00:09:00.779 To make matters worse, the report doesn’t format thousands correctly, and the columns are too wide, resulting in letters appearing where numbers should be. Now, I can't total it because it's not an integer. So, this is really ugly data. If I said I had to type this data into Excel because my IT department wouldn't provide me with an FTP program, would anyone run screaming from the room? I certainly did for the first year.
00:09:51.720 Eventually, I told them they must get me an FTP program so I could play with it in Excel. I have my Munger ready, and I won’t worry about that part anymore. Now, I need to create a reader for this data. That’s a real chore, but it isn’t impossible. The trick is to break it down and determine what I care about in this report and what I can safely ignore.
00:10:14.039 To start, I can ignore anything with a report total or a subtotal, any blank lines without data, and any report that begins with a dash. This is useless information; we can discard it.
00:10:59.760 And wow! Suddenly, we have a much cleaner piece of data to analyze. While we stripped away quite a bit, the headers remain problematic—they still repeat and we need to extract categorical information from them as well.
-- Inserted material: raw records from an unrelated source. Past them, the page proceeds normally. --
PR #3899, opened 2016-07-01
[WIP] Auto enable instance mapping

timbussmann:

* [ ] Cleanup mapping file in tests
* [ ] Avoid dynamic rules and other performance impacts when no instance mapping file is used.


timbussmann:
argh, wrong target branch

This indicates that we have two processes required: one to eliminate the headers and one to pull data from them.
00:11:40.600 To tackle this, I'd like to introduce you to the 'unpack' method. It's designed to break up binary code, but it’s fantastic for managing this kind of data since much of it is fixed width. Essentially, 'unpack' takes in a format string, allowing you to tell it what your data looks like.
00:12:28.060 For example, the format string could describe a snack like ‘cookies and cream,’ where there are seven ASCII characters followed by a skip space, followed by three ASCII characters, then another skip space, and followed by five ASCII characters. This method returns an array containing your headers.
00:13:16.740 To implement my reader class here, I’d add a couple of variables: headers and format. I’ll also need a method to parse the headers. To do this, I’ll pass in the first four lines of my report, knowing they don't ever change. I can count on this consistent structure to extract the data I need.
00:14:02.620 From there, I create a format for unpack to pull in the category data effectively. This allows me to gather headers into an array that I can use later. However, this doesn’t eliminate the headers at this point—I still have to tackle them to avoid them reappearing.
00:14:50.679 To manage this, I will set a tag to indicate whether I am currently within a header. Given that the data's structure is static, I can start to identify headers by observing lines beginning with ‘dash R’ and continue until I reach a line that begins with all dashes. This logic lets me exit header mode and return to processing actual data.
00:15:36.540 Now I can process the rest of my report and, boom, I’ve eliminated a significant amount of irrelevant data, resulting in something I can genuinely work with. But this is merely one of the two parts needed to address our header issue; the second part involves dealing with categories.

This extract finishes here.